Утром снова поднимаюсь ни свет ни заря — по инерции, вероятно. За окном ещё темно. Кое-как продирая глаза, я сонно сползла вниз, даже не посмотрев на время. На кухне опрокинув в себя чашку отборного хозяйского эспрессо, первым делом направилась проверить состояние пациентки.
Солнечный диск едва показался на горизонте, и перед рассветом холод пробирал до костей, жаль джинсовку в доме оставила. Ветер мёл пыль прямо в лицо, так что я не сразу заметила, что у дома пациентки кто-то есть. У крыльца я услышала их голоса. Первый из них — голос Андрея — был весьма и весьма зол. Они с Кириллом стояли перед открытой дверью и что-то горячо обсуждали. Я остановилась так, чтобы меня видели, но близко подходить опасалась.
— Это несерьёзно. Вы оба ответите отцу за эту глупость, — отчитывал Андрей ничуть не расстроенного Кирилла. — Лика под моей охраной, если с ней что-то случится, я должен буду ответить перед Драмиром за всё, что было в его отсутствие. Думаешь, если отца нет — ты старший? Я выдал чёткие инструкции.
Младший только отмахнулся.
— Всё путём, Андрэ, у Лики теперь сынишка-альфа. Вы все мне должны спасибо сказать.

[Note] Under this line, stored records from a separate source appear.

PR #2485, opened 2024-04-25
Add share to X (Twitter) with web intents.

Kuhaku9893:
Share to X (Twitter) using web intents instead of API.
When sharing, a screenshot is copied to the clipboard, so you can use ctrl+v on the post edit screen to paste the screenshot.

### DIFF
--- a/src/LiveSplit.Core/LiveSplit.Core.csproj
+++ b/src/LiveSplit.Core/LiveSplit.Core.csproj
@@ -37,6 +37,21 @@
     <Reference Include="WindowsBase" />
   </ItemGroup>
 
+  <ItemGroup>
+    <Compile Update="Web\Share\ShareSettings.Designer.cs">
+      <DesignTimeSharedInput>True</DesignTimeSharedInput>
+      <AutoGen>True</AutoGen>
+      <DependentUpon>ShareSettings.settings</DependentUpon>
+    </Compile>
+  </ItemGroup>
+
+  <ItemGroup>
+    <None Update="Web\Share\ShareSettings.settings">
+      <Generator>SettingsSingleFileGenerator</Generator>
+      <LastGenOutput>ShareSettings.Designer.cs</LastGenOutput>
+    </None>
+  </ItemGroup>
+
   <PropertyGroup>
     <PreBuildEvent>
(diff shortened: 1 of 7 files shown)


just-ero:
In the future, for substantial changes like this which affect LiveSplit's feature set, please open an issue first.

src/LiveSplit.Core/LiveSplit.Core.csproj
```diff
@@ -37,6 +37,21 @@
...
+      <DependentUpon>ShareSettings.settings</DependentUpon>
+    </Compile>
+  </ItemGroup>
+
+  <ItemGroup>
+    <None Update="Web\Share\ShareSettings.settings">
+      <Generator>SettingsSingleFileGenerator</Generator>
+      <LastGenOutput>ShareSettings.Designer.cs</LastGenOutput>
+    </None>
+  </ItemGroup>
```
wooferzfg, line 53: Do we need this? @just-ero do you know what this does?

just-ero: I can't tell you, sorry. This appears to have been generated by Visual Studio. VSCode does not have a designer, so generating a settings file like this is not even possible there.

We can leave it in for now and I'll do more research.

src/LiveSplit.Core/Web/Share/Twitter.cs
```diff
@@ -0,0 +1,71 @@
...
+
+        public static readonly Uri BaseUri = new Uri("https://twitter.com/intent/tweet");
+
+        protected Twitter() { }
+
+        public string PlatformName => "X (Twitter)";
+
+        public string Description =>
+@"X (Twitter) allows you to share your run with the world. 
+When sharing, a screenshot of LiveSplit is automatically copied the the clipboard.
```
just-ero, line 27:
```suggestion
When sharing, a screenshot of LiveSplit is automatically copied to the clipboard.
```

src/LiveSplit.Core/LiveSplit.Core.csproj
wooferzfg: I'd rather remove it since the build works without it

— Если бы она не выжила? Я же велел сразу звонить Дэну.
— Ты не велел, ты советовал.
— Ты зачем Лику новенькой подкинул? — Андрей рассержен ни на шутку, я бы на месте Кирилла не отважилась спорить с ним в таком состоянии.

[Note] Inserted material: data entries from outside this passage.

PR #2504, opened 2024-06-04
Lua Client Documentation - First Commit

CRGorman:
Functional Script for the [FSOpen](https://github.com/scp-fs2open/fs2open.github.com) project available [here](https://github.com/FSO-Scripters/fso-scripts/pull/66/files).

### DIFF
--- a/README.md
+++ b/README.md
@@ -178,7 +178,8 @@ public class MainTest {
 ```
 
 #### Lua
-Lua is usable for a client, however the lua io library must be available for the script to use.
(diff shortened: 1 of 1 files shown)


README.md
```diff
@@ -177,6 +177,17 @@ public class MainTest {
 }
 ```
 
+#### Lua
+Lua is usable for a client, however the lua io library must be available for the script to use.
```
wooferzfg, line 181: Can we link to the lua io library here?

Also, a grammar fix:
```suggestion
Lua is usable for a client. However, the lua io library must be available for the script to use.
```

CRGorman: Lua io is part of the standard package. Depending on the implementation though, you can manually load the set and skip over IO entirely. [See here for the specifics](https://www.lua.org/manual/5.3/manual.html#6).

Меня как будто не существовало. Они были поглощены друг другом, и я не могла пройти мимо них не потревожив.
— Посмотреть. Вы сами с отцом велели проверить, подходит ли, — спокойно ответил мальчишка.

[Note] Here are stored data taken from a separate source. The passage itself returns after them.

PR #2513, opened 2024-07-17
WebSocket Server

TheTedder:
This PR incorporates the WebSocket server into LiveSplit, refactoring some of the connection code to allow for connection types that don't inherit from `Connection`. The only functional difference between this server and the TCP server is that it uses discrete messages instead of splitting commands with newline characters.

### DIFF
--- a/README.md
+++ b/README.md
@@ -68,17 +68,17 @@ The documentation for how to develop, test, and submit an Auto Splitter can be f
 
 ## The LiveSplit Server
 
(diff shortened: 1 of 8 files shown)


CryZe:
The only thing I am concerned about is that this might cause confusion with the websocket server support in LSO, which is not only not compatible with this, but also is a different JSON based protocol.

— И как? — внезапно сменил настроение старший брат, сложив руки на груди смотрел скептически.
— Подходит.
Повисла безмолвная пауза. В течение которой старший Ростовцев, постукивая указательным пальцем по плечу, решал, насколько серьёзно можно расценивать слова младшего.
— Кирка, тебе решать, — напоминает строгим тоном Андрей. — От этого твоя жизнь зависит. Уверен?
— Она на полпути не бросит. Я выбрал, — голос мальчишки переменился, став непривычно взрослым.
— Подтверждаю твой выбор, — с облегчённым вздохом произносит Андрей.
Не успела я открыть рот, как Андрей резко поворачивает голову:
— Вы что здесь делаете?
Я аж вздрогнула. Как ему это удаётся? Отчего колени снова подгибаются, как у школьницы нашкодившей? Будто на меня ни разу не орали, ей-богу. Его голос то пугает громовыми раскатами, то баюкает звериным урчанием.
— Пациентку осмотреть, — лепечу едва слышно, оробев перед его стальным взглядом.
Ростовцев переводит взгляд с меня на Кирилла и обратно.
— Вика, вы можете быть свободны, — снисходительно отвечает Андрей, — здесь ваша помощь больше не потребуется.
— Ей нужны поддерживающие препараты, была острая потеря крови… и швы бы проверить.
Старший поднимает ладонь и с вернувшимся раздражением останавливает меня:
— С этим разберутся. Возвращайтесь в дом, — командует он непререкаемым тоном.
— Но…
Из дома «выплыл» примечательный экземпляр, и я застыла с приоткрытым ртом. Худющий, как жердь, укутанный в чёрную мантию, не то парень, не то женщина странная. С чёрными до плеч волосами, весь в цацках, увешанный, словно рождественская ёлка. Они о чём-то зашептались с Андреем. Затем прошли внутрь, захлопнув дверь.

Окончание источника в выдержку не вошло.